BEGIN Records supplied

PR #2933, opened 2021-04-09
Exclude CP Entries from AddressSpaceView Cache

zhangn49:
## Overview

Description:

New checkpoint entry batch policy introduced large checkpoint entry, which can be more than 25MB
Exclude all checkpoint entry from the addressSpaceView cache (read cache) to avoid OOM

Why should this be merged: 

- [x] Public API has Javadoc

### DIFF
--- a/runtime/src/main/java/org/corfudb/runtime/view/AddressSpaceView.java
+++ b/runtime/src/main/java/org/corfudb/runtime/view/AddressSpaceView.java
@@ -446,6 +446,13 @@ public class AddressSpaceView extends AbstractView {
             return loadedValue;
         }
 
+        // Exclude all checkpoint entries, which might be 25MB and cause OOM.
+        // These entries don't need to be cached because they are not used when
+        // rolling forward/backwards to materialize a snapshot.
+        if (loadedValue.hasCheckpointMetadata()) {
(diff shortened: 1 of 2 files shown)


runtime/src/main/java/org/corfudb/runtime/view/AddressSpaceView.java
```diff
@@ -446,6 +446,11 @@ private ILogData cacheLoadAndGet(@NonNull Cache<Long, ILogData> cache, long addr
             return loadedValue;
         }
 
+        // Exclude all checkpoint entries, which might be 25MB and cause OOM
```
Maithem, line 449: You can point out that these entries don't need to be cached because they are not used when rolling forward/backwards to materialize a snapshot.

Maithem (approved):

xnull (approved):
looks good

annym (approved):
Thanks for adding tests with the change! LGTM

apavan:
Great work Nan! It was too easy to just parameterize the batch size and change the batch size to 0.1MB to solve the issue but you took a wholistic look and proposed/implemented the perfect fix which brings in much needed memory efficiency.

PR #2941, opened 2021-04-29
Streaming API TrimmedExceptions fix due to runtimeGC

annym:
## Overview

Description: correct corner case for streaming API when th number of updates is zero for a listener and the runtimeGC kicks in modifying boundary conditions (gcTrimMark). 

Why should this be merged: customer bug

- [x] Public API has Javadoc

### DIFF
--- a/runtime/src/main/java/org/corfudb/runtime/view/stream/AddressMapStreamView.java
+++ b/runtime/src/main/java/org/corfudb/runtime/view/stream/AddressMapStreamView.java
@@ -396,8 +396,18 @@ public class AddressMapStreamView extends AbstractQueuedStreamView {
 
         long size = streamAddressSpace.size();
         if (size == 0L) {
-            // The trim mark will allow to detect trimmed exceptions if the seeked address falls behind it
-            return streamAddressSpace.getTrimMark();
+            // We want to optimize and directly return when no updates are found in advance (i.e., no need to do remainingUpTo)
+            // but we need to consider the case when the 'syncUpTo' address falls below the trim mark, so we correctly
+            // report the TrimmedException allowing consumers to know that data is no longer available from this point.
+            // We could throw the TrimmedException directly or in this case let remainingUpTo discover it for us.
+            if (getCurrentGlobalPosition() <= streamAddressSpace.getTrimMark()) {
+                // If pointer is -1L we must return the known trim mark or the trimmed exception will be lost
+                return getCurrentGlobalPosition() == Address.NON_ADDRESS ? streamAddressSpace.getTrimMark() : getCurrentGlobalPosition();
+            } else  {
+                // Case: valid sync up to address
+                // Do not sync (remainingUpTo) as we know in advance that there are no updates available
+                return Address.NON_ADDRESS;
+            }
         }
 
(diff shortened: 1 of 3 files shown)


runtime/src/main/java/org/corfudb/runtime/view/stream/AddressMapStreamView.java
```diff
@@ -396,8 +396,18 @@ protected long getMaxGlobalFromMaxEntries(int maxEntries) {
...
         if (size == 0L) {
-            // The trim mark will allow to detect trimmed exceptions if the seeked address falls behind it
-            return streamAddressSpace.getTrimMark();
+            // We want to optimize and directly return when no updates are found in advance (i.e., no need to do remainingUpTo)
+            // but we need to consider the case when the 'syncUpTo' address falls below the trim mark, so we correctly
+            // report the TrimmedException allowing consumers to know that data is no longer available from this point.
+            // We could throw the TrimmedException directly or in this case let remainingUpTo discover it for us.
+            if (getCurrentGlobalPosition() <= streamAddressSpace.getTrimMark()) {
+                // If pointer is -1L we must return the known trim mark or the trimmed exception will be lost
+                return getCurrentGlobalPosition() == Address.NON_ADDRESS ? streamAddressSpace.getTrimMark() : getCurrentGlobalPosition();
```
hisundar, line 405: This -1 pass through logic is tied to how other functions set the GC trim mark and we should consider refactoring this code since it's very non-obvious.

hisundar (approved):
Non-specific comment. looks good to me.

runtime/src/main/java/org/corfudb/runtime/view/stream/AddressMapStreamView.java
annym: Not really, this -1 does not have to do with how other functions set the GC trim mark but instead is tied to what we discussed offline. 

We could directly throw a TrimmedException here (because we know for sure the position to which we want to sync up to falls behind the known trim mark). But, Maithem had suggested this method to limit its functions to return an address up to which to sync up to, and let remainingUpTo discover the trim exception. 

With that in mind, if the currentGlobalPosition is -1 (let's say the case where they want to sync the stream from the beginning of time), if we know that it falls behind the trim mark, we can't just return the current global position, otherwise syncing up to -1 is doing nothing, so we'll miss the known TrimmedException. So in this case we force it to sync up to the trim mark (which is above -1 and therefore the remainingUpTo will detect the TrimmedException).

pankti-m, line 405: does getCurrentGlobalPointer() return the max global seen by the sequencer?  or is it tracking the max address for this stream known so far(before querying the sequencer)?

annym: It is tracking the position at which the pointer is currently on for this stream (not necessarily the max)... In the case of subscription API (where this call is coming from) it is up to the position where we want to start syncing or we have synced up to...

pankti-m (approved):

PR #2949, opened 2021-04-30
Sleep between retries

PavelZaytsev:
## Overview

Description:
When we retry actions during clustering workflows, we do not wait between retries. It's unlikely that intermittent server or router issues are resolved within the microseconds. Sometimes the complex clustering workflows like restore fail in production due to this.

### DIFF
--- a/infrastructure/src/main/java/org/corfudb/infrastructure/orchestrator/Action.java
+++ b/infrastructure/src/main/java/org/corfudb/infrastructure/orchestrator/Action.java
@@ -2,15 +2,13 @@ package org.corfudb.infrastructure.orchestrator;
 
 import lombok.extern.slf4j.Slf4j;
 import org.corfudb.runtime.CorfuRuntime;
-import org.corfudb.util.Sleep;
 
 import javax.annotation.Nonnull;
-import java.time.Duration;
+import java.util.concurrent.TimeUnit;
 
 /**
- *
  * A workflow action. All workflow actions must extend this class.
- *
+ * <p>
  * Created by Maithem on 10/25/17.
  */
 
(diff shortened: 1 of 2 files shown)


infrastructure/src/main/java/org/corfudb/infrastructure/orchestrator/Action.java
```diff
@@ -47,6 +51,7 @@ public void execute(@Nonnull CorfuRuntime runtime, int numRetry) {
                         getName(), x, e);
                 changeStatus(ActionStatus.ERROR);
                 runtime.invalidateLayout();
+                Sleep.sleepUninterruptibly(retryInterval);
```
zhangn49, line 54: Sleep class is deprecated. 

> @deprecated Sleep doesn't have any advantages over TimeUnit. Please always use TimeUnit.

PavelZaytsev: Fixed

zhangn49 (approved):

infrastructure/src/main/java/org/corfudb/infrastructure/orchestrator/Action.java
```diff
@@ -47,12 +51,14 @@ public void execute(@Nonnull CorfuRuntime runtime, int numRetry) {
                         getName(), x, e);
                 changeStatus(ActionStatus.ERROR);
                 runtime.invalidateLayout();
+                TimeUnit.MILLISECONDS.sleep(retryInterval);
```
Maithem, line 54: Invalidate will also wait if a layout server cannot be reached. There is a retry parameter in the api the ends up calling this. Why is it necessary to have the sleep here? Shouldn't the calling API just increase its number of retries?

END Records supplied

Work to complete: Transcribe all of the entries without alteration.

Exercise response:
PR #2933, opened 2021-04-09
Exclude CP Entries from AddressSpaceView Cache

zhangn49:
## Overview

Description:

New checkpoint entry batch policy introduced large checkpoint entry, which can be more than 25MB
Exclude all checkpoint entry from the addressSpaceView cache (read cache) to avoid OOM

Why should this be merged: 

- [x] Public API has Javadoc

### DIFF
--- a/runtime/src/main/java/org/corfudb/runtime/view/AddressSpaceView.java
+++ b/runtime/src/main/java/org/corfudb/runtime/view/AddressSpaceView.java
@@ -446,6 +446,13 @@ public class AddressSpaceView extends AbstractView {
             return loadedValue;
         }
 
+        // Exclude all checkpoint entries, which might be 25MB and cause OOM.
+        // These entries don't need to be cached because they are not used when
+        // rolling forward/backwards to materialize a snapshot.
+        if (loadedValue.hasCheckpointMetadata()) {
(diff shortened: 1 of 2 files shown)


runtime/src/main/java/org/corfudb/runtime/view/AddressSpaceView.java
```diff
@@ -446,6 +446,11 @@ private ILogData cacheLoadAndGet(@NonNull Cache<Long, ILogData> cache, long addr
             return loadedValue;
         }
 
+        // Exclude all checkpoint entries, which might be 25MB and cause OOM
```
Maithem, line 449: You can point out that these entries don't need to be cached because they are not used when rolling forward/backwards to materialize a snapshot.

Maithem (approved):

xnull (approved):
looks good

annym (approved):
Thanks for adding tests with the change! LGTM

apavan:
Great work Nan! It was too easy to just parameterize the batch size and change the batch size to 0.1MB to solve the issue but you took a wholistic look and proposed/implemented the perfect fix which brings in much needed memory efficiency.

PR #2941, opened 2021-04-29
Streaming API TrimmedExceptions fix due to runtimeGC

annym:
## Overview

Description: correct corner case for streaming API when th number of updates is zero for a listener and the runtimeGC kicks in modifying boundary conditions (gcTrimMark). 

Why should this be merged: customer bug

- [x] Public API has Javadoc

### DIFF
--- a/runtime/src/main/java/org/corfudb/runtime/view/stream/AddressMapStreamView.java
+++ b/runtime/src/main/java/org/corfudb/runtime/view/stream/AddressMapStreamView.java
@@ -396,8 +396,18 @@ public class AddressMapStreamView extends AbstractQueuedStreamView {
 
         long size = streamAddressSpace.size();
         if (size == 0L) {
-            // The trim mark will allow to detect trimmed exceptions if the seeked address falls behind it
-            return streamAddressSpace.getTrimMark();
+            // We want to optimize and directly return when no updates are found in advance (i.e., no need to do remainingUpTo)
+            // but we need to consider the case when the 'syncUpTo' address falls below the trim mark, so we correctly
+            // report the TrimmedException allowing consumers to know that data is no longer available from this point.
+            // We could throw the TrimmedException directly or in this case let remainingUpTo discover it for us.
+            if (getCurrentGlobalPosition() <= streamAddressSpace.getTrimMark()) {
+                // If pointer is -1L we must return the known trim mark or the trimmed exception will be lost
+                return getCurrentGlobalPosition() == Address.NON_ADDRESS ? streamAddressSpace.getTrimMark() : getCurrentGlobalPosition();
+            } else  {
+                // Case: valid sync up to address
+                // Do not sync (remainingUpTo) as we know in advance that there are no updates available
+                return Address.NON_ADDRESS;
+            }
         }
 
(diff shortened: 1 of 3 files shown)


runtime/src/main/java/org/corfudb/runtime/view/stream/AddressMapStreamView.java
```diff
@@ -396,8 +396,18 @@ protected long getMaxGlobalFromMaxEntries(int maxEntries) {
...
         if (size == 0L) {
-            // The trim mark will allow to detect trimmed exceptions if the seeked address falls behind it
-            return streamAddressSpace.getTrimMark();
+            // We want to optimize and directly return when no updates are found in advance (i.e., no need to do remainingUpTo)
+            // but we need to consider the case when the 'syncUpTo' address falls below the trim mark, so we correctly
+            // report the TrimmedException allowing consumers to know that data is no longer available from this point.
+            // We could throw the TrimmedException directly or in this case let remainingUpTo discover it for us.
+            if (getCurrentGlobalPosition() <= streamAddressSpace.getTrimMark()) {
+                // If pointer is -1L we must return the known trim mark or the trimmed exception will be lost
+                return getCurrentGlobalPosition() == Address.NON_ADDRESS ? streamAddressSpace.getTrimMark() : getCurrentGlobalPosition();
```
hisundar, line 405: This -1 pass through logic is tied to how other functions set the GC trim mark and we should consider refactoring this code since it's very non-obvious.

hisundar (approved):
Non-specific comment. looks good to me.

runtime/src/main/java/org/corfudb/runtime/view/stream/AddressMapStreamView.java
annym: Not really, this -1 does not have to do with how other functions set the GC trim mark but instead is tied to what we discussed offline. 

We could directly throw a TrimmedException here (because we know for sure the position to which we want to sync up to falls behind the known trim mark). But, Maithem had suggested this method to limit its functions to return an address up to which to sync up to, and let remainingUpTo discover the trim exception. 

With that in mind, if the currentGlobalPosition is -1 (let's say the case where they want to sync the stream from the beginning of time), if we know that it falls behind the trim mark, we can't just return the current global position, otherwise syncing up to -1 is doing nothing, so we'll miss the known TrimmedException. So in this case we force it to sync up to the trim mark (which is above -1 and therefore the remainingUpTo will detect the TrimmedException).

pankti-m, line 405: does getCurrentGlobalPointer() return the max global seen by the sequencer?  or is it tracking the max address for this stream known so far(before querying the sequencer)?

annym: It is tracking the position at which the pointer is currently on for this stream (not necessarily the max)... In the case of subscription API (where this call is coming from) it is up to the position where we want to start syncing or we have synced up to...

pankti-m (approved):

PR #2949, opened 2021-04-30
Sleep between retries

PavelZaytsev:
## Overview

Description:
When we retry actions during clustering workflows, we do not wait between retries. It's unlikely that intermittent server or router issues are resolved within the microseconds. Sometimes the complex clustering workflows like restore fail in production due to this.

### DIFF
--- a/infrastructure/src/main/java/org/corfudb/infrastructure/orchestrator/Action.java
+++ b/infrastructure/src/main/java/org/corfudb/infrastructure/orchestrator/Action.java
@@ -2,15 +2,13 @@ package org.corfudb.infrastructure.orchestrator;
 
 import lombok.extern.slf4j.Slf4j;
 import org.corfudb.runtime.CorfuRuntime;
-import org.corfudb.util.Sleep;
 
 import javax.annotation.Nonnull;
-import java.time.Duration;
+import java.util.concurrent.TimeUnit;
 
 /**
- *
  * A workflow action. All workflow actions must extend this class.
- *
+ * <p>
  * Created by Maithem on 10/25/17.
  */
 
(diff shortened: 1 of 2 files shown)


infrastructure/src/main/java/org/corfudb/infrastructure/orchestrator/Action.java
```diff
@@ -47,6 +51,7 @@ public void execute(@Nonnull CorfuRuntime runtime, int numRetry) {
                         getName(), x, e);
                 changeStatus(ActionStatus.ERROR);
                 runtime.invalidateLayout();
+                Sleep.sleepUninterruptibly(retryInterval);
```
zhangn49, line 54: Sleep class is deprecated. 

> @deprecated Sleep doesn't have any advantages over TimeUnit. Please always use TimeUnit.

PavelZaytsev: Fixed

zhangn49 (approved):

infrastructure/src/main/java/org/corfudb/infrastructure/orchestrator/Action.java
```diff
@@ -47,12 +51,14 @@ public void execute(@Nonnull CorfuRuntime runtime, int numRetry) {
                         getName(), x, e);
                 changeStatus(ActionStatus.ERROR);
                 runtime.invalidateLayout();
+                TimeUnit.MILLISECONDS.sleep(retryInterval);
```
Maithem, line 54: Invalidate will also wait if a layout server cannot be reached. There is a retry parameter in the api the ends up calling this. Why is it necessary to have the sleep here? Shouldn't the calling API just increase its number of retries?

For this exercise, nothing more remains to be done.